Once we have established a biochemical link between these diseases and we establish how we can affect that, what we really have put together then is an anti-aging program. And you’ll see this is very simple. This program consists of dietary supplements you probably already use.
As you know, heart disease is the largest killer in the United States, killing more people than lung diseases, cancer, AIDS, and accidents combined.
Homocysteine is the single most important risk factor, not just statistically, but also because it’s the easiest one to lower. It can be normalised 95 percent of the time with simple nutritional intervention.
Homocysteine rapidly induces the initial states of arteriosclerosis, and cholesterol’s effects are not apparent.
Homocysteine. What is it? Well, it’s just an amino acid. It’s a nonessential amino acid. Everybody has it. You can’t have zero homocysteine in your blood. It happens to be a very reactive amino acid.
Of the critical studies on homocysteine, the first came in 1969, and that was done by Dr. Kirner McCauley. He noticed that young children who had genetic problems that caused an elevation in homocysteine had vascular lesions very similar to older people. In fact, he went ahead and tried giving homocysteine to rabbits.
First of all, he found that the rabbits became huge, just as homocysteine in homocystinuria causes human children to become long and lanky. The rabbits got large but they also developed vascular lesions very similar to what you’d expect in a pathological situation. It was a model for heart disease.
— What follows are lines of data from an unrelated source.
PR #301, opened 2024-04-10
feat: update typography as per UI Kit

DiogoSoaress:
Update theme's typography as per latest UI Kit guide -> https://www.figma.com/file/qtXXlwdslAze6yNbLLzIRa/Website-redesign-2.0?type=design&node-id=10829-708&mode=design&t=zuBY8bCFKL1ILz9H-0

Typography feedback was collected here: https://www.notion.so/safe-global/Typography-Updates-QA-54b63bdeab744e80a5605402a85e7753

I've addressed in https://github.com/safe-global/safe-homepage/pull/368 the feedback I found unrelated with this change


DiogoSoaress:
@TanyaEfremova can you review the typography changes across the pages? The font change is very noticeable so I'd like to have your 👍 before merging it into production. Link -> https://update_typography--homepage.review.5afe.dev/

TanyaEfremova:
Some of the headings use font weight light (300), however, it was only intended for the body text.

DiogoSoaress:
> Some of the headings use font weight light (300), however, it was only intended for the body text.

You're right! Just fixed it. Can you check again?

PR #309, opened 2024-04-19
feat: SafeAtScale animation impl & bracket video assets

fernhook:
implemented expanding brackets, stats & ticker animation, switches to vertical orientation at < 600px breakpoint


fernhook:
recheck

These homocystinuriacs are very rare, but when they are placed on nutritional therapies to lower their homocysteine rate, their vascular diseases drop considerably. In a population where you would normally expect 20 vascular events, it drops down to two. And of the two vascular events they had in this population, they had some problems with
Compliance. So again, it dropped from 20 to two in the homocystinuriacs just with nutritional intervention alone.
In 1981, two researchers at MIT published a book reviewing all the different studies
on homocysteine. So, 1981 was the book from MIT, then in 1992 the Physicians Health Study was done. That’s a nice little jump of time where nothing really was done of any substance. Well, what they showed in the study of 15,000 physicians was that, yes, indeed, homocysteine was a risk factor for vascular disease.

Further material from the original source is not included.